Dataset entries
PR #1743, opened 2026-07-27
refactor(i18n): split locale files by domain

paulfalgout:
Closes FE-185

## What

- Split the monolithic `en-US.yml` locale into domain-owned files.
- Compose the domain files into the same runtime locale object and reject duplicate top-level namespaces.
- Preserve locale metadata for PhraseApp uploads and document locale ownership rules.

## Why

This is the first reviewable foundation slice of the action-page work. It isolates locale organization from the later patient application, routing, and view changes.

## Scope

Impacts only `src/js/i18n/**`. Translation keys and runtime locale data are unchanged. Patient application structure, routing, styling, and views are intentionally excluded. This PR targets `feature/action-page-review`, not `develop`.

## Deployment Impact

No form or form-bundle redeploy is needed. This partial review PR does not deploy or merge into `develop`; the complete feature will follow the normal app deployment path later.

## Testing

- Passed locally: `npm run lint`
- Passed locally: `npx cypress run --component --spec src/js/i18n/index.component.cy.js`
- Passed locally: exact `assert.deepStrictEqual` comparison of the recomposed locale object against `feature/action-page-review`
- Passed locally: final action-page runtime locale comparison against the pre-review branch
- Passed locally: `git diff --check origin/feature/action-page-review..HEAD`
- Full E2E, component, and coverage jobs are running in CircleCI for the current commit.


paulfalgout:
@coderabbitai review

src/js/i18n/index.js
```diff
@@ -4,11 +4,29 @@ import Handlebars from 'handlebars/dist/cjs/handlebars';
...
+const localEnUs = {
+  locales: 'en-US',
+  [localeKey]: Object.assign(
+    {},
+    cliniciansEnUs[localeKey],
+    dashboardsEnUs[localeKey],
+    globalsEnUs[localeKey],
+    patientsEnUs[localeKey],
+    programsEnUs[localeKey],
+    sharedEnUs[localeKey],
```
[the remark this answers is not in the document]
paulfalgout: No change needed. I verified the parsed top-level key sets: clinicians.yml contributes only `clinicians`, programs.yml only `programs`, and shared.yml contributes `components`, `shared`, and `regions`; all six files have zero overlapping top-level keys. The `shared` and `sidebar` nodes mentioned here are nested beneath their owning domain roots, so Object.assign does not overwrite them. I also recomposed all six YAML files and used `assert.deepStrictEqual` against the original locale object from `feature/action-page-review`; the comparison passed exactly.

src/js/i18n/index.js
```diff
@@ -4,11 +4,29 @@ import Handlebars from 'handlebars/dist/cjs/handlebars';
...
+  ),
```
paulfalgout: **The shallow merge makes "one namespace, one file" a silent, unguarded invariant.**

`Object.assign` is one level deep. If two locale files ever declare the same key under `careOptsFrontend` — someone adds `components:` to `clinicians.yml`, or splits `forms` out of `patients.yml` without deleting it there — one entire subtree is dropped silently. No build error, no lint error, just missing strings at runtime.

It's more likely than it looks, because the file↔namespace mapping is already not 1:1: `patients.yml` owns `forms` + `patients`, `shared.yml` owns `components` + `shared` + `regions`. A contributor can't infer the rule from the layout, and nothing in the PR encodes or documents it.

Minimum: state the invariant in the README. Better: a dev-only duplicate-key assertion — there's precedent in this exact file at the `/* istanbul ignore if: dev use only */` PhraseApp block below, so it stays consistent with the E2E-only coverage policy.

src/js/i18n/index.js
```diff
@@ -4,11 +4,29 @@ import Handlebars from 'handlebars/dist/cjs/handlebars';
...
+import globalsEnUs from './en-US/globals.yml';
+import patientsEnUs from './en-US/patients.yml';
+import programsEnUs from './en-US/programs.yml';
+import sharedEnUs from './en-US/shared.yml';
 import { registerWith } from './intl';
 
 const localeKey = 'careOptsFrontend';
 
+const localEnUs = {
+  locales: 'en-US',
```
paulfalgout: **`locales: en-US` moved out of the uploaded YAML into JS — check the PhraseApp side.**

Runtime-neutral, and in fact unread either way: `intl.js` reads `intlData.locales` off the exported `intl`, which is only the `careOptsFrontend` subtree — `locales` was never inside it. (The `key === 'locales'` guard in `phraseAppMessages` below is likewise pre-existing dead code, not a regression from this PR.)

The open question is PhraseApp: this key previously shipped in the uploaded file and now ships in no file. If PhraseApp keys off it, that's a behavior change on the translation side; if not, it shows up as a removed key on the next upload. The README's upload rewrite doesn't mention either outcome. Worth confirming before this branch hits translate.roundingwell.com — I can't verify PhraseApp's behavior from here.

src/js/i18n/en-US/patients.yml
```diff
@@ -1,101 +1,5 @@
...
-      emptyFindInListView:
-        noResults: No results match your Find in List search
-      emptyView: No Dashboards
-      layoutView:
-        nameHeader: Name
-        title: Dashboards
-    dashboardViews:
-      contextTrailView:
-        contextBackBtn: Back to List
   forms:
```
paulfalgout: **`forms` is an app root but has no locale file.**

`src/js/apps/` roots are `clinicians, dashboards, forms, globals, patients, programs`. The README says the files "correspond to the app ownership roots," but `careOptsFrontend.forms` is a *sibling* top-level namespace — not nested under `patients` — living in `patients.yml`. So the stated rule is inaccurate for one of six roots, and the one file whose name doesn't match its namespace is also the one most likely to collide later (see the `Object.assign` comment on `index.js`).

Splitting `forms.yml` costs zero key churn, restores 1:1 file↔namespace, and matches this PR's own rule that moving a module doesn't justify renaming keys. If keeping `forms` here is deliberate, the README should say so explicitly rather than claim root correspondence.

src/js/i18n/README.md
```diff
@@ -4,17 +4,25 @@
...
-is _doing_ in context, not what the text necessarily _says_. IE perhaps the text string we are
-replacing is "Save". Rather than name the context name it could be saveLabel (or just label
-if the View name is particularly descriptive.) This way the key is not ambiguous as far as,
-"Is it for the button or the label?" etc.
+under [`src/js/i18n/en-US`](https://github.com/RoundingWell/app-frontend/tree/develop/src/js/i18n/en-US).
+
+Locale files are divided by stable production ownership:
+
+- `clinicians.yml`, `dashboards.yml`, `globals.yml`, `patients.yml`, and `programs.yml`
+  correspond to the app ownership roots.
```
paulfalgout: This claim doesn't hold for `forms`: it's an app root under `src/js/apps/forms` with its own top-level `careOptsFrontend.forms` namespace, but no `forms.yml`. Either add the file or reword this to name the exception (see the comment on `patients.yml`).

src/js/i18n/README.md
```diff
@@ -4,17 +4,25 @@
...
-The key naming strategy currently under consideration is:
-`view.directory.fileViews.viewName.stringContextName` where the first part is the
-the directory of the view file or template delimited by "." followed by a camelCased version
-of the file in that directory; followed by a camelCased version of the ViewClass (if for a view);
-followed by the camelCased string contextual name. We should attempt to describe what the string
-is _doing_ in context, not what the text necessarily _says_. IE perhaps the text string we are
-replacing is "Save". Rather than name the context name it could be saveLabel (or just label
-if the View name is particularly descriptive.) This way the key is not ambiguous as far as,
-"Is it for the button or the label?" etc.
+under [`src/js/i18n/en-US`](https://github.com/RoundingWell/app-frontend/tree/develop/src/js/i18n/en-US).
```
paulfalgout, line 7: Nit: this link points at `tree/develop/...`, which 404s until the work reaches `develop`.

paulfalgout (commented):
Reviewed the split. Verified independently: the recomposed object is `deepStrictEqual` to `origin/feature/action-page-review:src/js/i18n/en-US.yml`, and no two files currently share a top-level namespace under `careOptsFrontend`. Mechanically clean.

Two things worth fixing before more slices stack on this layout (both get harder to correct once locale edits land on the split files), one question, and three nits — all inline.

Non-issues: no perf change (six static imports collapse into the same chunk), no security surface, and `index.js` composition runs on every import so E2E covers the happy path. What's absent is a guard against key *loss*, which is the first comment below.

src/js/i18n/en-US/clinicians.yml
```diff
@@ -0,0 +1,70 @@
...
+        workspaces: Workspaces
+      clinicianModalViews:
+        clinicianModal:
+          email: clinician@organization.com
+          headingText: Add Clinician
+          name: Clinician First Last Name
+    cliniciansAllViews:
+      emptyView: No Clinicians
+      emptyFindInListView:
+          noResults: No results match your Find in List search
```
paulfalgout: Nit: the double indentation under `emptyFindInListView:` is carried over verbatim from the old file. Harmless YAML, but this is a brand-new file — free cleanup.

src/js/i18n/en-US/shared.yml
```diff
@@ -0,0 +1,32 @@
...
+        listSearchViews:
+          placeholder: Find in List...
+      teamComponent:
+        defaultText: Select Team...
+        headingText: Update Team
+        placeholderText: Team...
+      workspacesManager:
+        workspacesDroplist:
+          addWorkspace: Add Workspace...
+  regions:
```
paulfalgout: Nit: `components`, `shared`, `regions` is neither alphabetical nor grouped. Sorting helps PhraseApp diffs and human scanning.

src/js/i18n/en-US/clinicians.yml
paulfalgout: Handled in `clinicians.yml`: corrected the nested `noResults` indentation.

nmajor25 (approved):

Requirement:
Return every line from the entries above that includes the word "globalsEnUs".

Result of the exercise:
+    globalsEnUs[localeKey],
+import globalsEnUs from './en-US/globals.yml';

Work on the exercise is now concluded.